At first Hannah thought that this disappointment had been reason enough for her father’s suicide. She supposed he felt responsible for her mother’s unhappiness; he had never been able to live up to her expectations. Then Hannah learned it was much worse than that. By the time of his death he’d progressed to the post of assistant manager, and he’d been stealing. Perhaps he hoped to buy his wife’s approval with little luxuries for the house, but Hannah thought it was more that he felt the bank owed him what he took. It was his way of fighting back. Of course, he wasn’t very good at covering his tracks and he knew he would be caught. He couldn’t face it. But Hannah and her mother had to face it. They had to face the questions from the bank and the police, the prying neighbours, the dreadful sympathy. And Hannah had to come to terms with the fact that her father hadn’t loved her enough to stay alive. He had put her through this embarrassment to save himself the ordeal of it.

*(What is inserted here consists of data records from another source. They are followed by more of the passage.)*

PR #239, opened 2026-06-03
Asym Kara cutoff and fallback

ckormanyos:
This PR investigates an asymmetric Karatsuba cutoff and fallback. Instead of $40/40$, use $48/24$.

On a few of my compilers, I obtain a not huge, but worthwhile performance improvement. I observed this phenomenon in another project and would  like to see if it makes sense here.

I need an independent confirmation of the asymmetric improvement.

I get:

| 64-bit limbs     | time mul [us] (asym)  | time mul [us] (40/40) |
|-----------------|-------------------------|------------------------|
| 48                    | 1.8                               | 1.9      |
| 128                  | 7.9                               | 8.8      |
| 256                  | 24.3                           | 27.5      |

Cc: @mborland

### DIFF
--- a/include/beman/big_int/detail/mul_impl.hpp
+++ b/include/beman/big_int/detail/mul_impl.hpp
@@ -66,7 +66,8 @@ constexpr void multiply_long(const std::span<uint_multiprecision_t>       result
 
 // Minimum number of limbs for Karatsuba to be worthwhile
 // Directly from Boost, and reconfirmed as correct
-inline constexpr std::size_t karatsuba_cutoff = 40;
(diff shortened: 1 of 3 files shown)


mborland (approved):
Seems like a good little improvement, and I can replicate the results.

ckormanyos:
> Seems like a good little improvement, and I can replicate the results.

Thanks Matt. I also edited the original post with a sanity check at $48$ limbs. So there is even a small improvement there too.

I guess the upshot of this is once you've paid the overhead of Karatsuba, remain there with recursive splitting for a longer recursion depth. It makes sense intuitively.

PR #240, opened 2026-06-04
Add special cases for squaring

mborland:
Adds a special case of each algorithm for the squaring case which we detect via a check to pointer and size. Provides a pretty uniform ~1.3x speedup for each algorithm for this case. The pointer and size check is sufficiently cheap, and should fail early on pointer compare, that it does not harm the base case of two separate values. 

CC: @ckormanyos


mborland:
Re-tuned multiplication crossover points also provide about a 10% speedup across all limb ranges.

ckormanyos:
Nice! I will redo my benchmarks.

PR #242, opened 2026-06-05
Re-enable stack based karatsuba with static assert to avoid SO

### LINKED ISSUE #233: Re-enable Karatsuba on the Stack
In #232 we started having segfaults on MSVC only with the stack region of Karatsuba. Once it was exclusively moved onto the heap everything was fine. We must have been violating our 5s buffer space at some point and it was just going unnoticed for whatever reason.

mborland:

Then it was September and time to go back to school. Hannah was dreading it. Her father’s face had been plastered all over the local paper. Even if the teachers were too sensitive to mention the suicide she’d be aware of their curiosity, and some of the kids, at least, would be merciless. Hannah wasn’t popular. She was known as a swat. Rock music was important then. Status was conferred by knowledge of obscure groups and Hannah couldn’t join in those discussions. There wasn’t even a record player in her house and anyway she wasn’t really interested. Over the holidays she’d avoided most of the people from school. She’d seen Sally a couple of times, but only in her home. She’d kept away from the pub and the parties.